### Work task
Take the entries below and print only the lines from the one with "failed in https://github.com/pulumi/examples/pull/1595" through the one with "The motivation is", exactly as they stand, both ends included.

───── Data

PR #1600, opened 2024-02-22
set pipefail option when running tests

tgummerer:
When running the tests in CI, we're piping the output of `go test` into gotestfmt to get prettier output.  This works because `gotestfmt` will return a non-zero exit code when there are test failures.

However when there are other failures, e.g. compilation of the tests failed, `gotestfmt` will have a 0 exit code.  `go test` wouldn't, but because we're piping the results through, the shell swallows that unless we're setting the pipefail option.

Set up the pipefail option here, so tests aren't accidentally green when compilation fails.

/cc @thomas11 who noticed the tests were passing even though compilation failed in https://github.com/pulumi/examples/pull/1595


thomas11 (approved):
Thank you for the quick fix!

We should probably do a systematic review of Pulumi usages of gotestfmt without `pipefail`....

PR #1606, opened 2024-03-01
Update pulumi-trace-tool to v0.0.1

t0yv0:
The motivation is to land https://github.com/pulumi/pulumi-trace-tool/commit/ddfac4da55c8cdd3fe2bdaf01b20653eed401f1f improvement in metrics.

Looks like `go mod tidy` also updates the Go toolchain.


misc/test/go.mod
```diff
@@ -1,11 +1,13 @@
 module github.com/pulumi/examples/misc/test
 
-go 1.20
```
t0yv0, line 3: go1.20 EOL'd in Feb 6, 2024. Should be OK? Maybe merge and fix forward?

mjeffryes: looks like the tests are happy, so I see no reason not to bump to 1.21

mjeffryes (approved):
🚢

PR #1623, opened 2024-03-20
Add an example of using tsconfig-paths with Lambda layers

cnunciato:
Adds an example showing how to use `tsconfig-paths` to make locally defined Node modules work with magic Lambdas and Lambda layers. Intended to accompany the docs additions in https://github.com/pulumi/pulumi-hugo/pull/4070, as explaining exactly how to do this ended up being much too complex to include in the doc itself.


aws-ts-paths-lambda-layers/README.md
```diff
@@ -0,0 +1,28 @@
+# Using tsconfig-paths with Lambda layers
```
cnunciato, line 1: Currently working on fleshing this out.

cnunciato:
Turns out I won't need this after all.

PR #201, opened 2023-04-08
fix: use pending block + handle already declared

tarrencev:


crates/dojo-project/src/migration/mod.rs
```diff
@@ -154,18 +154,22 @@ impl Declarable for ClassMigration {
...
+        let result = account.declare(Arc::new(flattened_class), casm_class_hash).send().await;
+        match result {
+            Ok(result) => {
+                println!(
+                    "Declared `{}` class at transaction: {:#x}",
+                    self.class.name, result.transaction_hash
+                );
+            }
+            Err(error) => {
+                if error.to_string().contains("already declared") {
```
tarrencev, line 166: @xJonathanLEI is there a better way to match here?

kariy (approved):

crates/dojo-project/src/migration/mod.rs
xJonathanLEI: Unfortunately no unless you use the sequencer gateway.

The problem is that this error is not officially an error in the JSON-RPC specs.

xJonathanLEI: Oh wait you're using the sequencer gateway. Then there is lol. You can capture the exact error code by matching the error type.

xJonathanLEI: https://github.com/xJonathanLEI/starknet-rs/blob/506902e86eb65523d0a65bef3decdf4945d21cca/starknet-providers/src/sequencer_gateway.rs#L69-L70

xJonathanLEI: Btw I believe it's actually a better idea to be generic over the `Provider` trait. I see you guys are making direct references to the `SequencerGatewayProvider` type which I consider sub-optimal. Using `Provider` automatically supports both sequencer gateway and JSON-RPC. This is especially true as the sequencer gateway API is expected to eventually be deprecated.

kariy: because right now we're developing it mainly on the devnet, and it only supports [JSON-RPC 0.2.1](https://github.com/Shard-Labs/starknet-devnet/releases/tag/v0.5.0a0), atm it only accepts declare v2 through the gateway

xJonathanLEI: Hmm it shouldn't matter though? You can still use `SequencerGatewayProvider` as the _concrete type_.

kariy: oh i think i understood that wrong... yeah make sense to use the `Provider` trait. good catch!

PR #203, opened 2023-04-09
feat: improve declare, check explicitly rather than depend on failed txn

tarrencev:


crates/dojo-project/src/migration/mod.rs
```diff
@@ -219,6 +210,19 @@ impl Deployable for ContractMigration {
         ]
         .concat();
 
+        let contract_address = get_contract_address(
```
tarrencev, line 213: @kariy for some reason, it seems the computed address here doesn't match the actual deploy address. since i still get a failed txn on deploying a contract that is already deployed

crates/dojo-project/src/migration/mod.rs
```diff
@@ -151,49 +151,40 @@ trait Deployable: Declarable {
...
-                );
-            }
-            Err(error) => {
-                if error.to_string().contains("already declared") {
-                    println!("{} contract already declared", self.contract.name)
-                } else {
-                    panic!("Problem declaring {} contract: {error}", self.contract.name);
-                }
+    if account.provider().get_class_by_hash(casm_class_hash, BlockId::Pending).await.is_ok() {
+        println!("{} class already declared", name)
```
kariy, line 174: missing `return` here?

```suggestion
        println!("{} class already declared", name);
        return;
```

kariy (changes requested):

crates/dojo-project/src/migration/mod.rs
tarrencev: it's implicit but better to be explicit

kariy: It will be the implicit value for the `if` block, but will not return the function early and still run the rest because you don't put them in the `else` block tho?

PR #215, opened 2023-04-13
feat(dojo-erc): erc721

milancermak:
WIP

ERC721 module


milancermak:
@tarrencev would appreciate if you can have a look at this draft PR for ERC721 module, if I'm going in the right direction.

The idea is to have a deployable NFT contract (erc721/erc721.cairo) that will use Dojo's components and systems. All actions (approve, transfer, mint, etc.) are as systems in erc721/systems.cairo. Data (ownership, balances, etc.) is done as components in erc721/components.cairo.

──────────

### Answer to this exercise
/cc @thomas11 who noticed the tests were passing even though compilation failed in https://github.com/pulumi/examples/pull/1595


thomas11 (approved):
Thank you for the quick fix!

We should probably do a systematic review of Pulumi usages of gotestfmt without `pipefail`....

PR #1606, opened 2024-03-01
Update pulumi-trace-tool to v0.0.1

t0yv0:
The motivation is to land https://github.com/pulumi/pulumi-trace-tool/commit/ddfac4da55c8cdd3fe2bdaf01b20653eed401f1f improvement in metrics.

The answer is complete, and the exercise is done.